Alas, along with great power, forms filled out in triplicate were also important to being the leader of a hidden village and a leader was what he wanted to be. So, with grudging respect for the man who never allowed his sons to call him Father, Fifth Kazekage Sabaku Gaara sat down at his wide wooden desk every morning and got to work. 

There was a betting pool going on down in the Missions office regarding how long it would take Gaara to wade through the paperwork left behind. The smart money was on a matter of weeks. After all, the Fifth didn't have to _sleep._

Even with this monumental advantage, however, there were some things Gaara couldn't afford to be worried about. Those older files were left in haphazard piles while the issues of the moment took up precedence. Late at night, when he had finished the immediate paperwork, Gaara would sometimes turn his attentions to these older tasks, stubbornly wearing away the walls that encroached on his space. The activity kept his mind from wandering (and a certain unwelcome mental roommate from making unreasonable and bloody demands) until the sun crept over Suna's rooftops.

Tonight was one such night.

The windows of the office were rattling. A sandstorm was rolling through; a smaller one, wouldn't last more than two hours, but every housewife in Suna would be out with their brooms the next morning, waging war against the elements. In the midst of a series of old requests from the deeper desert tribes and reports on the viability of several new spots for digging wells Gaara discovered an anomaly.

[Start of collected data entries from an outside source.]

PR #16797, opened 2023-04-25
Fixed #34515 -- Updated to redirect to request language when from translated default url.

sarahboyce:
Ticket: https://code.djangoproject.com/ticket/34515

I'm not confident I found the issue, but this _might_ be what is happening.
- User has a cookie with a language code (not the default)
- We want to go to the path for the default language (no language prefix here)
- It doesn't let you because of the cookie

### DIFF
--- a/tests/i18n/urls_default_unprefixed.py
+++ b/tests/i18n/urls_default_unprefixed.py
@@ -7,5 +7,7 @@ urlpatterns = i18n_patterns(
     re_path(r"^(?P<arg>[\w-]+)-page", lambda request, **arg: HttpResponse(_("Yes"))),
     path("simple/", lambda r: HttpResponse(_("Yes"))),
     re_path(r"^(.+)/(.+)/$", lambda *args: HttpResponse()),
+    re_path(_(r"^users/$"), lambda *args: HttpResponse(), name="users"),
+    re_path(_(r"^account/"), lambda *args: HttpResponse()),
     prefix_default_language=False,
 )
--- a/django/middleware/locale.py
+++ b/django/middleware/locale.py
@@ -1,3 +1,5 @@
+from urllib.parse import quote
+
 from django.conf import settings
 from django.conf.urls.i18n import is_language_prefix_patterns_used
 from django.http import HttpResponseRedirect
@@ -5,6 +7,7 @@ from django.urls import get_script_prefix, is_valid_path
 from django.utils import translation
 from django.utils.cache import patch_vary_headers
 from django.utils.deprecation import MiddlewareMixin
+from django.utils.http import RFC3986_SUBDELIMS, escape_leading_slashes
 
 
 class LocaleMiddleware(MiddlewareMixin):
@@ -68,6 +71,8 @@ class LocaleMiddleware(MiddlewareMixin):
                 and not language_path.endswith("/")
                 and is_valid_path("%s/" % language_path, urlconf)
             )
+            with translation.override(settings.LANGUAGE_CODE):
+                valid_path_in_default = is_valid_path(request.path_info, urlconf)
 
             if path_valid or path_needs_slash:
                 script_prefix = get_script_prefix()
@@ -80,6 +85,18 @@ class LocaleMiddleware(MiddlewareMixin):
                 # get_language_from_request(). HTTP caches may cache this
                 # redirect, so add the Vary header.
                 redirect = self.response_redirect_class(language_url)
+                patch_vary_headers(redirect, ("Accept-Language", "Cookie"))
+                return redirect
+            elif (
+                not prefixed_default_language
+                and language_from_request != settings.LANGUAGE_CODE
+                and valid_path_in_default
+            ):
+                result, text_subs = valid_path_in_default.get_pattern_and_text_subs()
+                script_prefix = get_script_prefix()
+                path = f"{script_prefix}{language}/{result}"
+                url = quote(path % text_subs, safe=RFC3986_SUBDELIMS + "/~:@")
+                redirect = self.response_redirect_class(escape_leading_slashes(url))
                 patch_vary_headers(redirect, ("Accept-Language", "Cookie"))
                 return redirect
 
--- a/django/urls/resolvers.py
+++ b/django/urls/resolvers.py
@@ -101,6 +101,22 @@ class ResolverMatch:
     def __reduce_ex__(self, protocol):
         raise PicklingError(f"Cannot pickle {self.__class__.__qualname__}.")
 
+    def get_pattern_and_text_subs(self):
+        url_pattern = self.tried[-1][1]
+        result, params = normalize(url_pattern.pattern.regex.pattern)[0]
+        if self.args:
+            subs = dict(zip(params, self.args))
+        else:
+            subs = self.kwargs
+        # Convert the subs to text using Converter.to_url().
+        text_subs = {}
+        for k, v in subs.items():
+            if k in url_pattern.pattern.converters:
+                text_subs[k] = url_pattern.pattern.converters[k].to_url(v)
+            else:
+                text_subs[k] = str(v)
+        return result, text_subs
+
 
 def get_resolver(urlconf=None):
     if urlconf is None:
--- a/docs/releases/4.2.1.txt
+++ b/docs/releases/4.2.1.txt
@@ -30,6 +30,11 @@ Bugfixes
   ``prefix_default_language`` argument when a fallback language of the default
   language was used (:ticket:`34455`).
 
+* Fixed a regression in Django 4.2 where navigating to the translated url of
+  the default language was not possible when ``prefix_default_language`` was
+  False and a different language had been set in the cookie or the headers
+  (:ticket:`34515`).
+
 * Fixed a regression in Django 4.2 where creating copies and deep copies of
   ``HttpRequest``, ``HttpResponse``, and their subclasses didn't always work
   correctly (:ticket:`34482`, :ticket:`34484`).
--- a/tests/i18n/patterns/tests.py
+++ b/tests/i18n/patterns/tests.py
@@ -431,6 +431,35 @@ class URLResponseTests(URLTestCaseBase):
         self.assertEqual(response.context["LANGUAGE_CODE"], "nl")
 
 
+@override_settings(ROOT_URLCONF="i18n.urls_default_unprefixed", LANGUAGE_CODE="nl")
+class URLPrefixedFalseTranslatedTests(URLTestCaseBase):
+    def test_en_redirect_from_cookie_with_name(self):
+        self.client.cookies.load({settings.LANGUAGE_COOKIE_NAME: "en"})
+        response = self.client.get("/gebruikers/", follow=True)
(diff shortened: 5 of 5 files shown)


tests/i18n/urls_default_unprefixed.py
```diff
@@ -7,5 +7,6 @@
     re_path(r"^(?P<arg>[\w-]+)-page", lambda request, **arg: HttpResponse(_("Yes"))),
     path("simple/", lambda r: HttpResponse(_("Yes"))),
     re_path(r"^(.+)/(.+)/$", lambda *args: HttpResponse()),
+    re_path(_(r"^users/$"), lambda *args: HttpResponse(), name="users"),
```
shangxiao, line 10: path() seems more appropriate here ☺️

sarahboyce: I would need to add the translations of `users/` as here `^users/$` is being translated :cry:  
We don't have/I couldn't find any existing suitable translations of non-regex paths for the i18n tests to update this to something else.
Should I do this update and add translations?

aboutofpluto:
> @aboutofpluto Does it work for you?

Hello!

Nope, it does not seem to work. Because I do not have any language cookie installed. My browser send a HTTP header.

I am not sure this patch is going in the right direction. IMO, if `prefix_default_language` is `False` in `i18n_patterns`, an unprefixed url should use `LANGUAGE_CODE`, whatever the cookie or header is. I mean, getting the language should not fail in this specific case.

aboutofpluto:
A suggestion:

```python
    def process_request(self, request):
        urlconf = getattr(request, "urlconf", settings.ROOT_URLCONF)
        i18n_patterns_used, prefixed_default_language = is_language_prefix_patterns_used(urlconf)

        if i18n_patterns_used and prefixed_default_language is False:
            language = settings.LANGUAGE_CODE
            
        if not language:
            language = translation.get_language_from_request(
                request, check_path=i18n_patterns_used
            )
            
        if not language:
            language = self.get_fallback_language(request)

        translation.activate(language)
        request.LANGUAGE_CODE = translation.get_language()
```

tests/i18n/tests.py
```diff
@@ -1927,15 +1927,15 @@ def test_other_lang_with_prefix(self):
...
-        self.assertRedirects(response, "/fr/simple/")
+        self.assertEqual(response.status_code, 200)
 
     def test_unprefixed_language_with_cookie_language(self):
-        """A language set in the cookies is respected."""
+        """A language set in the cookies is ignored."""
         self.client.cookies.load({settings.LANGUAGE_COOKIE_NAME: "fr"})
         response = self.client.get("/simple/")
-        self.assertRedirects(response, "/fr/simple/")
+        self.assertEqual(response.status_code, 200)
```
sarahboyce, line 1938: @felixxm @shangxiao I needed to update these tests to comply with the new suggestion.
What is the expected behaviour in this case, am I right to update this to respect the path or should it redirect?

I think @aboutofpluto is suggesting it should respect the path in this case.

(On the new suggestion it ideally would need a depreciation note so it's not the most ideal "solution", but I'm still using this pr to think out loud)

sarahboyce: Right looking at the commit which added the behaviour, the redirect was kinda the whole point :sweat_smile: 

Which would mean that I think [the original attempt](https://github.com/django/django/commit/566fbe353ce9fab374373e9cf7b1404d2d57f39d) "fixed" the bug with translations and the cookie (and I could probably add a tweak for the header case).
So I am going to continue with that, otherwise the discussion is more whether the commit should be reverted.

sarahboyce:
@aboutofpluto I know this is not the behaviour you are advocating for but can you test again to confirm you are no longer experiencing 404s? :pray:

nessita:
Hello everyone, below an initial brain dump from me, it's a little long because I'm sharing my chain of thoughts but there is a conclusion at the end :-).

After some careful reading of the internationalization docs, and looking thru the related PRs, my personal (and initial) expectation for the reported case was to obtain a 200 OK response with the page in french: not because the default language is `fr`, but because the user explicitly requested a path that is the french translation of the original path (this would effectively mean ignoring the request information about lang preference).

Concretely, when using the [GH repo](https://github.com/aboutofpluto/django-prefix-default-language-bug-report/) that the reporter provided in the ticket, the resulting behavior from this branch is a redirect effectively fixing the original 404:

```
$ curl -I -H 'Accept-Language: en' http://127.0.0.1:8000/a-propos/
HTTP/1.1 302 Found
Date: Wed, 26 Apr 2023 20:49:49 GMT
Server: WSGIServer/0.2 CPython/3.11.3
Content-Type: text/html; charset=utf-8
Location: /en/about/
X-Content-Type-Options: nosniff
Referrer-Policy: same-origin
Cross-Origin-Opener-Policy: same-origin
```

But as mentioned I was expecting to get a 200 OK with:

```html
à propos | <a href='/en/about/'>En</a> | <a href='/a-propos/'>Fr</a> | <a href='/es/a-proposito/'>Es</a>
```

But one a second look, my expectation does not match what the docs says: since there is a request header indicating a lang preference, I think Django should do everything in their power to try to return a response in that lang. Thus, I think that the proposal from @sarahboyce is behaviorally correct. The diff itself looks decent though, to me (a first time reader of the `LocaleMiddleware` code), the logic in `process_request` and `process_response` feels extremely complicated and perhaps we could aim at simplifying that a bit in subsequent branches (do you think that's possible).

nessita:
> @aboutofpluto I know this is not the behaviour you are advocating for but can you test again to confirm you are no longer experiencing 404s? pray

I can confirm that your changes fix the 404 and the user gets a 302 instead to the `en` translation. As mentioned in my previous comment, after a lot of thought, I think this is correct.

nessita:
> > @aboutofpluto Does it work for you?
> 
> Hello!
> 
> Nope, it does not seem to work. Because I do not have any language cookie installed. My browser send a HTTP header.
> 
> I am not sure this patch is going in the right direction. IMO, if `prefix_default_language` is `False` in `i18n_patterns`, an unprefixed url should use `LANGUAGE_CODE`, whatever the cookie or header is. I mean, getting the language should not fail in this specific case.

Hey @aboutofpluto, I don't agree that the cookie or header should be ignored. The documentation clearly states that the middleware would do everything it can to determine (and honor, I would add) the user’s language preference. So IMHO that means that the request lang information should take precedence above all other settings.

aboutofpluto:
> > > @aboutofpluto Does it work for you?
> 
> Hey @aboutofpluto, I don't agree that the cookie or header should be ignored. The documentation clearly states that the middleware would do everything it can to determine (and honor, I would add) the user’s language preference. So IMHO that means that the request lang information should take precedence above all other settings.

Hello @nessita and thank you for your contribution.

Sorry, this is going to be a long message again.

As I already said, I do not agree in a specific case: `i18n_patterns`. The [doc says](https://docs.djangoproject.com/en/4.1/topics/i18n/translation/#django.conf.urls.i18n.i18n_patterns) (I highlight some parts):

_This function can be used in a root URLconf and Django will automatically **prepend the current active language code to all URL patterns defined within [i18n_patterns()](https://docs.djangoproject.com/en/4.1/topics/i18n/translation/#django.conf.urls.i18n.i18n_patterns)**._

_**Setting prefix_default_language to False removes the prefix from the default language** ([LANGUAGE_CODE](https://docs.djangoproject.com/en/4.1/ref/settings/#std-setting-LANGUAGE_CODE)). This can be useful when adding translations to existing site so that the current URLs won’t change._

In addition, the algorithm to decide what language to use is the following ([​django 4.2 documentation](https://docs.djangoproject.com/en/4.2/topics/i18n/translation/#how-django-discovers-language-preference))

_LocaleMiddleware tries to determine the user’s language preference by following this algorithm:_
- _**First, it looks for the language prefix in the requested URL. This is only performed when you are using the i18n_patterns function in your root URLconf**. See Internationalization: in URL patterns for more information about the language prefix and how to internationalize URL patterns._
- _Failing that, it looks for a cookie. The name of the cookie used is set by the LANGUAGE_COOKIE_NAME setting. (The default name is django_language.)_
- _Failing that, it looks at the Accept-Language HTTP header. This header is sent by your browser and tells the server which language(s) you prefer, in order by priority. Django tries each language in the header until it finds one with available translations._
- _Failing that, it uses the global LANGUAGE_CODE setting._

First, it looks for the language prefix. But, IMO, `i18n_patterns` with `prefix_default_language = False` is meant to use the very same mechanism but specifying that the default language is not prefixed. So unprefixed URL within `i18n_patterns` should use `LANGUAGE_CODE`. By the way, that was the behavior before 4.2.
As a developer, when I use `i18n_patterns`, I want the URLs to take precedence over the user browser preferences.

To reinforce my point, it is not only a technical issue. My clients don't want their webpages to have a "fr" prefix for their main language. https://www.crousel.com/ is the home page, not https://www.crousel.com/fr/
Visitors can explicitly choose their language by clicking on the links in the header. The redirection to `/en/about` is not a solution, clicking on 'Fr' will never lead me to the french page because my browser sends a Accept-Language 'en' header.

aboutofpluto:
> Also @aboutofpluto thank you for your testing and suggestions, it's really useful star2

You're welcome, it's the least I can do :)

sarahboyce:
Thank you @nessita 
> logic in process_request and process_response feels extremely complicated

I completely agree, I've found this incredibly fiddly :sweat_smile: 
I think I have something that works (but needs more test cases) but it's complicated and adding to something already complicated. If anybody has any bright ideas I'm all ears

------

On the discussion, we are all in agreement that the 404s are wrong and I think the bug ticket captures that. I am hoping to resolve the specific 404 issue with this PR/ticket.

@aboutofpluto I understand you want the commit 94e7f471c4edef845a4fe5e3160132997b4cca81 to be reverted. This PR and the ticket is not the best place to host this discussion as I want to use this to resolve the 404s. Can you please post on the [django-developers](https://docs.djangoproject.com/en/4.2/internals/mailing-lists/#django-developers) mailing list? 
There you will have visibility from the wider community and steering committee. 
We have some differences of opinion here but if you can get an agreement the behaviour will be changed. :+1: 

So step by step, let's resolve the 404s first and see what the decision is :slightly_smiling_face:

aboutofpluto:
Dear Sarah,

You are right, this is probably not the best place for the discussion even if it seems obvious to me that redirecting "/a-propos/" to "/en/about" only solves the 404 issue but does not fix an inconsistency in django (`translate_url` and `process_request/process_response` do not agree).

I'll post to django-developers and add a comment to the issue 34515.

Thanks!

shangxiao:
@aboutofpluto just fyi the Django forum seems to be the preferred channel now and you may get more audience there

aboutofpluto:
> @aboutofpluto just fyi the Django forum seems to be the preferred channel now and you may get more audience there

Thanks @shangxiao. Here is the post (I hope it reports your opinion correctly @sarahboyce @nessita):
https://forum.djangoproject.com/t/django-behavior-on-translatable-url-patterns-i18n-patterns-when-prefix-default-language-false-is-used/20564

Namely, a Jounin personnel file.

 _Sabaku Kankuro_ was written on the tab across the top, the seal of the Red Sands Playhouse stamped in the lower corner to indicate that the ninja in question was a member of the puppeteer brigade.

How this particular file had wound up in the pile-of-stuff-to-bury-in-sand-so-Baki-wouldn't-fret-over-it, Gaara wasn't sure. Perhaps he needed a better filing method than 'depth of sand in which this particular pile will be buried'. He was certain that his older brother's missions file was something he should keep handy, seeing as Kankuro was a healthy jounin and, barring any incredible unpleasantness in the future, would continue going on missions for quite some time.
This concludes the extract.